Prosecuting Evil is remarkable for allowing Ferencz to tell this story in his own words. Though his conviction for human rights and justice has never wavered, he retains complicated feelings about his time at Nuremberg to this day. Ferencz testifies to the devastatingly difficult work of visiting concentration camps and looking survivors in the eyes. To keep himself sane, he put up a mental screen and repeatedly told himself that what he was seeing was not real. Instead of calling for the death penalty, Ferencz had advocated for life in prison, but four of the defendants were hanged. These men slaughtered his people, but he still finds it alienating to be responsible for their deaths.

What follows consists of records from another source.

PR #261, opened 2026-05-15
chore(ses,ses-test): break devDep cycle via @endo/ses-test (Cut 1 of #206 design)

kriscendobot:
Refs `endojs/endo-but-for-bots#206` (Cut 1 of design
`designs/break-dev-dependency-cycles.md`).

## Description

Move the SES test suite, test262 fixtures, and bundling scripts out
of `packages/ses` into a new internal package `@endo/ses-test`
(private, not published, nothing else depends on it) so `ses` no
longer needs `@endo/module-source`, `@endo/compartment-mapper`, or
`@endo/test262-runner` as devDeps. Eliminates the largest cluster
of cycle-creating devDep edges per the design (11 edges in Cut 1).

After this cut every cycle-creating devDep flagged in the design is
gone; a Tarjan SCC pass over the combined `dependencies` +
`devDependencies` graph returns no non-trivial SCCs.

Pattern mirrors `@endo/harden-test` (#210, Cut 4), `@endo/hex-test`
(#211, Cut 2), and `@endo/eventual-send-test` (#247, Cut 5): a
private workspace package whose `dependencies` are exactly the
subsystems its tests exercise, with an `exports`-map test-condition
(`test-endo-ses`) on the source package to expose the internal
surfaces the moved tests reach into.

## What this changes

- New package `packages/ses-test/` (private). Hosts the SES-internal
  test files that need `@endo/module-source` and the test262 prelude
  harness driving `@endo/test262-runner`, plus the bundling scripts
  that consume `@endo/compartment-mapper`. Moved via `git mv` to
  preserve history.
- 17 test files moved: the 13 enumerated in the design's Cut 1 list
  (`import`, `import-hook`, `import-now-hook`, `import-non-esm`,
  `import-cjs`, `module-source`, `module-map`, `module-map-hook`,
  `module-map-hook-legacy`, `module-map-legacy`, `import-hook-legacy`,
  `import-now-hook-legacy`, `compartment-transforms`), plus four
  tests that transitively depended on `_node.js` or `_import-commons.js`
  (`import-legacy`, `import-gauntlet`, `import-stack-traces`,
  `node`).
- Supporting fixtures moved: `_node.js`, `_import-commons.js`,
  `_meaning.js`, `_xs.js`. The tiny `_lockdown-safe.js` fixture (one
  line: `lockdown();`) is duplicated rather than moved, since many
  staying ses tests still reference it.
- `packages/ses/test262/` moved verbatim to
  `packages/ses-test/test262/` along with the `test262`,
  `test262:xs`, and `test262:node` scripts.
- `packages/ses/scripts/bundle.js`,
  `packages/ses/scripts/generate-test-xs.js`, and
  `packages/ses/scripts/hermes-transforms.js` moved to
  `packages/ses-test/scripts/`. `ses`'s `build:vanilla` and
  `build:hermes` scripts now delegate to
  `yarn workspace @endo/ses-test build:ses-vanilla` / `-hermes`.
  `hermes-test.sh` stays in `packages/ses` since it reads
  `dist/` and `test/_hermes-smoke.js` both of which remain there.
- `bundle.js` is updated to root from `../../ses/` so the resulting
  `dist/` lands in `packages/ses/dist/` (where the published tarball
  expects it).
- `import-cjs.test.js` is the only moved test that reaches a SES
  internal (`src/commons.js`); the import is rewritten to use
  `'ses/src/commons.js'` resolved via the `test-endo-ses`
  exports-map condition added to `packages/ses/package.json`. The
  subpath-pattern entry covers any future internal surface a moved
  test may need without further `package.json` churn.
- `packages/ses-test`'s `ava` config sets
  `nodeArguments: ["--conditions=test-endo-ses"]` and its
  `tsconfig.json` sets the same `customConditions` so the test
  condition threads through ava, tsc, and the eslint resolver.
- `packages/ses/package.json` `devDependencies` lose
  `@endo/compartment-mapper`, `@endo/module-source`,
  `@endo/test262-runner`, the four `@babel/*` packages (consumed
  only by `hermes-transforms.js`), and `terser` (consumed only by
  `bundle.js`); what remains is `ava`, `c8`, `core-js`, `eslint`,
  `hermes-engine-cli`, `tsd`, `typescript` (none cycle-creating).
- `packages/ses-test/SECURITY.md` and `packages/ses-test/LICENSE`
  are byte-identical to `packages/skel/SECURITY.md` and
  `packages/skel/LICENSE` (with the copyright stamp set to 2026
  Endo Contributors), per the package-uniformity check.
- `packages/ses-test` is excluded in root `tsconfig.json` and
  `typedoc.json`, matching the `harden-test` / `hex-test` /
  `eventual-send-test` precedent.

## Cycles eliminated

Per the design's Cut 1 ledger, 11 edges:

- `ses` --devDep--> `@endo/compartment-mapper`
- `ses` --devDep--> `@endo/module-source`
- `ses` --devDep--> `@endo/test262-runner`
- `@endo/compartment-mapper` --devDep--> `@endo/init`
- `@endo/compartment-mapper` --devDep--> `@endo/evasive-transform`
- `@endo/compartment-mapper` --devDep--> `@endo/ses-ava`
- `@endo/compartment-mapper` --devDep--> `@endo/eventual-send`
- `@endo/evasive-transform` --devDep--> `@endo/ses-ava`
- `@endo/module-source` --devDep--> `@endo/ses-ava`
- `@endo/eventual-send` --devDep--> `@endo/lockdown`
- `@endo/eventual-send` --devDep--> `ses`

The last two were already retired by PR #247; this PR retires the
rest. A Tarjan SCC pass over the combined deps+devDeps graph after
this cut returns zero non-trivial SCCs.

### Security

No source changes outside the test/script reorg and the
`exports`-map test-condition addition. The `test-endo-ses` subpath
is invisible to ordinary consumers (no default branch) and to
bundlers that do not opt in to that condition.

### Scaling

Net-positive. Removes the largest cluster of workspace cycle edges
so turbo's `--filter='...[origin/llm]'` cone is more precise:
changes to `@endo/module-source`, `@endo/compartment-mapper`, or
`@endo/test262-runner` no longer pull `ses`'s test runs as
transitive devDep consumers. This is the cosmetic noise PR #121's
`turbo.json.md` calls out as the reason the configuration uses the
in-package `dependsOn: ["build"]` form rather than `^build`; once
all five cuts land, the final PR in the migration plan flips
turbo.json to `^build`.

### Documentation

None required. The design (`designs/break-dev-dependency-cycles.md`
Cut 1) documents the intent. No changeset (internal hygiene, not
user-observable, matches the Cut 4 / Cut 2 / Cut 5 precedent).

### Testing

Verified locally:

- `yarn workspace @endo/ses-test test` — 184 tests pass, 1 known
  failure (the expected-fail `import-gauntlet > reexport with
  implicit default syntax` case).
- `yarn workspace ses test` — 317 tests pass, 1 known failure, 2
  tests skipped (pre-existing).
- `yarn workspace ses lint` — 0 errors, 98 warnings (all
  pre-existing).
- `yarn workspace @endo/ses-test lint` — 0 errors, 1 warning (a
  pre-existing `jsdoc/reject-any-type` in `hermes-transforms.js`).
- `yarn lint` — 0 errors, 1760 warnings (all pre-existing).
- Tarjan SCC pass over combined deps+devDeps graph: no non-trivial
  SCCs.

### Compatibility

`ses`'s public API (`lockdown`, the `Compartment` global, the
existing subpath exports for `tools.js`, `assert-shim.js`,
`lockdown-shim.js`, `compartment-shim.js`, `console-shim.js`, and
the `./hermes` require-only entry) is unchanged. The new
`./src/*` subpath export is gated by the `test-endo-ses` condition
and so is invisible to ordinary callers. The published tarball
still contains the same `dist/` files (produced by the same
`bundle.js`, now living in `@endo/ses-test`).

### Upgrade

None. `@endo/ses-test` is `private: true` and not published.

## Considered and rejected

In-place rewrite that replaces `@endo/module-source` consumers with
plain `ava` + a local `prepare-test-env.js`. Per the design
(`break-dev-dependency-cycles.md` Cut 1): the in-place path retains
SES devDeps on `@endo/module-source`, `@endo/compartment-mapper`,
and `@endo/test262-runner`, so it does not cut the three
`ses` --devDep--> ... edges; the move is the only path that fully
cuts the cluster.


kriskowal (changes requested):
Let’s move all the tests that do not depend on module-source or compartment-mapper back into ses proper. We only need to break the cycle for tests that reach down.

kriscendobot (commented):
# Panel review (initial round, post-fixer-address)

Panel kind: code-panel (12 seats). Source-touching PR; 40 files under `packages/ses-test/` plus `packages/ses/{package.json,test/_node.js,test/package.test.js}`, root `tsconfig.json` / `typedoc.json`, `yarn.lock`. Panel execution: in-band-fallback (no `Agent` / `Task` tool surfaced in this dispatch's harness; each seat written one-at-a-time against `garden/roles/<seat>/AGENT.md`).

Verifies the address-pass at `5f4811ecc` against kriskowal's CHANGES_REQUESTED at PR review `PRR_kwDORRE4FM8AAAABAAcFmg` ("Let's move all the tests that do not depend on module-source or compartment-mapper back into ses proper"). No prior panel verdict on file; this is the initial panel round.

## Per-seat blocks

### Assessor

**Verdict:** approve

**Findings:** none in-scope as must-fix or should-fix. The address-pass moves only `node.test.js` (and its private `resolveNode` + `isRelative` helpers) back to `packages/ses/test/`, leaves the 16 module-source / compartment-mapper-reaching tests in `@endo/ses-test`, and changes no production code. Control flow inside `resolveNode` is byte-identical between the two copies (verified by reading both `packages/ses/test/_node.js` and `packages/ses-test/test/_node.js`). The ses-side `_node.js` correctly omits `makeLocator`, `makeNodeImporter`, and `wrapImporterWithMeta`, none of which `node.test.js` consumes.

**Notes (out of scope but worth flagging):** none.

### Typist

**Verdict:** approve

**Findings:** none. The two `_node.js` files carry no type annotations beyond the implicit `string` parameters; no JSDoc was added or removed. The new `packages/ses-test/tsconfig.json` declares `customConditions: ["test-endo-ses"]` to match the `ava` `nodeArguments` and the eslint-resolver `exports.conditions` entry; the three sites agree.

**Notes:** the `tsconfig.json` `customConditions` field is a TypeScript 5.0+ feature and matches what the rest of the workspace uses (verified in `packages/ses/tsconfig.json` pattern); no incompatibility.

### Stylist

**Verdict:** approve

**Findings:** none. Identifier names carry over from the prior `packages/ses/test/_node.js` unchanged (`resolveNode`, `isRelative`, `q`); no gratuitous renames. The new package's `build:ses-vanilla` / `build:ses-hermes` script names are consistent with the design's stated naming (the dispatching `ses` package retains `build:vanilla` / `build:hermes` and delegates).

**Notes:** none.

### Packager

**Verdict:** comment-only

**Findings:**
- Diff hygiene on the address-pass commit `5f4811ecc` is clean: one `git mv` (rename detected) plus the small `packages/ses/test/_node.js` extraction. No drive-by edits.
- The yarn.lock churn from the initial build commit lives in its own commit (`779471c41 chore: Update yarn.lock`) per `skills/yarn-lock-separate-commit/SKILL.md`. Good.
- The post-move fixups commit `b1a846f8d` combines lint and `package.test.js` path-rewrite fixups. Acceptable for a fixup commit but worth a future-reference note: a strict reading of changeset-discipline would split lint-driven changes from path-rewrite changes. Comment-only.
- No `.changeset/` entry was added. Both touched packages (`ses` and `@endo/ses-test`) are private-internal in effect: `@endo/ses-test` is `"private": true`; `ses` is the only public surface and its only `package.json` changes are devDep removals, `build:vanilla` / `build:hermes` becoming delegators, the new `./src/*` subpath-pattern export gated by `test-endo-ses` (a private import condition), and a stale `_ava-ses.config.js` reference removed. No public-surface delta warrants a changeset. Acceptable; the cleaner's prior pass would have flagged otherwise.

**Notes:** the `ses` `package.json` change `"cover": "c8 ava --config test/_ava-ses.config.js"` -> `"cover": "c8 ava"` is a dead-reference cleanup (the named file did not exist on `llm` either). Good.

### Archivist

**Verdict:** approve

**Findings:**
- The new `packages/ses-test/test/_node.js` comment header still reads "Module node.js provides resolve and locate hooks that follow a subset of Node.js module semantics." This is accurate for the ses-test copy (it does carry the full `resolveNode` + `makeLocator` + `makeNodeImporter` set). No drift.
- The new `packages/ses/test/_node.js` carries a fresh comment that correctly explains why this is a stripped copy and where the richer copy lives. Good prose-side accuracy on a duplicated symbol.
- The new `packages/ses-test/package.json` `description` accurately names the cycle-breaking purpose ("SES-dependent tests and bundling scripts, hosted in an internal package").
- No package README in `packages/ses-test/`; not required for a private internal package (verified against the harden-test / hex-test / eventual-send-test precedent).

**Notes:** none.

### Prover

**Verdict:** approve

**Findings:** none. The address-pass moves test files; it does not add new tests or coverage-pass tests. The 24 cases inside `node.test.js` (path-arithmetic table for `resolveNode`) are pre-existing load-bearing tests; their move back to `packages/ses/test/` restores them where the design's "tests that do not reach down stay in ses" rule places them. The fixer's reported test counts (ses 317 -> 341, ses-test 184 -> 160) are arithmetically consistent with moving 24 cases back.

**Notes:** none in-scope. Out of scope but worth flagging in the broader Cut 1 review: no new regression test verifies "the @endo/ses-test build:ses-vanilla path produces the same `dist/ses.cjs` byte stream as the prior in-package script did." A bundle-byte-equivalence test would be defensive coverage; outside this PR's loop scope.

### Curator

**Verdict:** approve

**Findings:**
- Public-surface delta on `ses` is constrained to one added export pattern: `"./src/*": {"test-endo-ses": "./src/*"}`. The condition gating limits this to in-workspace consumers running with `--conditions=test-endo-ses` (only `@endo/ses-test` opts in). Default-condition consumers do not see the new subpath surface.
- The new `@endo/ses-test` package is `"private": true`; nothing else depends on it; its `exports: {}` declares no public surface. Correct for an internal cycle-breaking package.
- No bump-level concern. No changeset is required because no published surface changes.

**Notes:** none.

### Migrator

**Verdict:** approve

**Findings:**
- Backwards compatibility on `ses`'s public callers: the added `"./src/*"` conditional export does not affect default-condition consumers (it only resolves under `test-endo-ses`, an opt-in private condition). No existing caller breaks.
- The peer-dep cascade is null: the removed devDeps from `ses` (`@babel/*`, `@endo/compartment-mapper`, `@endo/module-source`, `@endo/test262-runner`, `terser`) shifted onto `@endo/ses-test`. Downstream packages that depend on `ses` see no surface change. The Tarjan SCC verification in the builder's prior result and the design's Cut 1 ledger (11 edges) are consistent with this PR's diff.
- The `ses` scripts `build:vanilla` / `build:hermes` delegate to `yarn workspace @endo/ses-test build:ses-vanilla` / `-hermes`. Workflow-level back-compat: anyone running `yarn workspace ses build` still gets `packages/ses/dist/*` as before (the bundle script's `root` is computed relative to `../../ses/`).

**Notes:** none in-scope.

### Locksmith

**Verdict:** approve

**Findings:** none. No capability grant inside the address-pass. The new `_node.js` in `packages/ses/test/` holds only `resolveNode` (pure string arithmetic over module specifiers) and its private `isRelative`. No closure over external state, no attenuator pattern, no new export path that previously did not exist.

**Notes:** none.

### Warden

**Verdict:** approve

**Findings:** none. `packages/ses-test/test/_lockdown-safe.js` is a one-line file (`lockdown();`) byte-identical to the long-standing `packages/ses/test/_lockdown-safe.js` (which remains because ses-side tests still import it). The duplication is load-bearing per-package (no cross-package relative import would work). The new `packages/ses-test/test/_xs.js` was renamed from `packages/ses/test/_xs.js` and still calls `lockdown()` after `import 'ses'`; the harden discipline is unchanged. No new `globalThis` writes, no prototype walks introduced.

**Notes:** none in-scope.

### Saboteur

**Verdict:** approve

**Findings:**
- Boundary inputs on `resolveNode` (now in both `_node.js` copies): empty-string specifier, `'.'`, `'..'`, `'..'`-only referrer. The existing 24 test cases inside `node.test.js` already cover degenerate cases (`{ res: '', rel: '', via: './main.js' }` and friends). The address-pass changes no behavior; pre-existing coverage carries.
- Type confusion at `resolveNode` parameter boundary: `String(spec || '')` defangs `null` / `undefined` / non-string at the entrance. Unchanged behavior; the ses-side and ses-test-side copies are byte-identical on the function body.
- Reentrancy: no async, no callback held; not applicable to this PR.
- Adversarial path traversal: `parts.pop()` on a `'..'` segment, guarded by `path.length === 0`. Existing pattern; the address-pass does not change it.

**Notes:** none in-scope.

### Breaker

**Verdict:** approve

**Findings:** no published invariants change in the address-pass. The implicit "the @endo/ses-test workspace breaks the devDep cycle without losing test coverage" invariant is preserved: 24 cases move back to `ses` (where they always belonged once the "no reach-down" criterion is applied), 160 cases stay in `@endo/ses-test`, the SCC pass remains acyclic. The design's Cut 1 invariants on `designs/break-dev-dependency-cycles.md` are not amended; the 17-test-set is now refined to 16 tests in `@endo/ses-test` plus `node.test.js` back in `ses`, which is exactly the maintainer's stated rule applied uniformly.

**Notes:** none in-scope. Out of scope for this loop, in scope for a future Cut: the `resolveNode` duplication across `packages/ses/test/_node.js` and `packages/ses-test/test/_node.js` is an invariant the cycle-break introduces ("the two `resolveNode` implementations are kept in sync"). The maintainer may prefer to fold this into the public `ses` exports under the same `test-endo-ses` condition (`@endo/ses-test` would `import { resolveNode } from 'ses/test/_node.js'`) to retire the duplication. Comment-only follow-up; not blocking this PR.

## Aggregation

**Must fix before merge:** none in scope.

**Should fix in this PR:** none. The packager's comment about commit `b1a846f8d` combining lint and path-rewrite fixups was raised once and falls under taste-level diff hygiene (not promoted to should-fix because no other seat raised it independently and the commit is already merged on the branch).

**Out of scope / follow-up:**
- Bundle-byte-equivalence test for the `@endo/ses-test` `build:ses-vanilla` path producing the same `dist/ses.cjs` as the prior in-`ses` script (prover, defensive coverage).
- `resolveNode` deduplication across the two `_node.js` files via a `test-endo-ses`-gated `ses/test/_node.js` export, for a future Cut (breaker, code-hygiene follow-up).

## CI status

19/25 SUCCESS, 0 FAILED, 6 IN_PROGRESS at panel-write time. The 6 pending are the long-running cross-Node test matrix (`test (20.x|22.x|24.x, ubuntu-latest|macos-15)`) whose convergence pattern matches the prior `b1a846f8d` 25/25 green run per the fixer's report. No in-scope must-fix from CI.

## Verdict

Panel approves the address-pass on `5f4811ecc`. The fixer's reading of kriskowal's CHANGES_REQUESTED matches the maintainer's stated rule ("tests that do not reach down to module-source or compartment-mapper move back to ses proper") and applies it uniformly: the 13 direct-reach tests plus the 3 transitive-reach tests stay in `@endo/ses-test`; `node.test.js` (no reach) returns to `ses`. The 17-test audit in the fixer's `result` entry is rigorous and matches the panel's independent reading of each test's imports.

Since GitHub blocks `--request-changes` and `--approve` on a self-authored PR (`kriscendobot` authored, `endolinbot` reviewing under the bot identity), this verdict ships as `--comment` with the explicit "Must-fix before merge" heading the dispatch matrix keys on (which is: none).

The judge un-drafts the PR after this review per `roles/judge/AGENT.md` § Operating norms. The next venue is kriskowal's re-review queue.

packages/ses-test/scripts/bundle.js
```diff
@@ -9,7 +9,10 @@ import { hermesTransforms } from './hermes-transforms.js';
 lockdown();
 
 const resolve = (rel, abs) => fileURLToPath(new URL(rel, abs).toString());
-const root = new URL('..', import.meta.url).toString();
+// Root is the sibling `packages/ses/` directory, since this script lives in
+// `packages/ses-test/scripts/` but builds the SES dist outputs into the SES
+// package.
+const root = new URL('../../ses/', import.meta.url).toString();
```
kriskowal: This is fine, but for cross-package linkage, it’s better to use import.meta.resolve. Availability of that varies by Node.js version, but maybe available on all LTS versions now.

kriskowal (changes requested):
Please address comments below and retcon.

packages/ses-test/scripts/bundle.js
kriscendobot: Addressed in 5e4af0197 (chore(ses,ses-test): break devDep cycle via @endo/ses-test (Cut 1 of #206 design)). The bundle script now uses `new URL('.', import.meta.resolve('ses/package.json')).toString()` so the cross-package linkage flows through Node's package resolver rather than a relative filesystem walk. `import.meta.resolve` has been unflagged since Node 20.6 and is available on every Node version this repository's CI matrix targets (20.x, 22.x, 24.x). The fold-in landed as part of the retcon; see top-level summary for the new commit topology.

kriskowal (approved):
Please dispatch to conductor.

Hatred is an insidious force, and though Nuremberg provided some accountability, it did not lead to remorse. It is likely that the Nuremberg defendants honestly believed they were not guilty of wrongdoing; in their eyes, every murderous order they followed meant being one step closer to saving the Reich. When guilty verdicts were handed down, Nazis were marched to the prisons and the gallows with no words of apology. Hopeful for signs of closure, Ferencz visited one convicted defendant prior to his execution — only to hear, spat through the slats in the prison door, that the world would one day suffer for putting an end to the Nazi project.

By juxtaposing Ferencz’ storytelling with primary documentary footage from the Holocaust, Avrich gives the audience a small snapshot into what, as Ferencz puts it, is “incomprehensible to a natural human mind.” Viewers see the Holocaust as what it was: armies of Nazi soldiers pledging allegiance through extermination, gas chambers and tall towers of human bones, people dragged out of their homes and shot in the streets, and human beings with shaved heads and protruding ribcages, waiting for death.

In this way, the film is a testament to the power of documentary evidence in shaping the public conscience. No one can truly understand genocide without experiencing it firsthand. In a world that remains incredibly divided by conflict, it’s all the more important that film and storytelling bring former atrocities out of the shadows of history. 

As a complement to media, international law remains, at the least, a powerful communicative tool to respond to mass-scale tragedies. The horrors of World War II shocked the world into putting human rights instruments on the map. The dial in many parts of the world today moves toward isolationism, but we know all too well that Nuremberg did not put an end to international crimes. Remembering the Holocaust, and remembering Ferencz, can preserve what is left of our commitment to humanity.

“War will make mass murderers out of otherwise decent people.” Ferencz has seen it again and again over the course of his 98 years, and the only way out, he says, is law.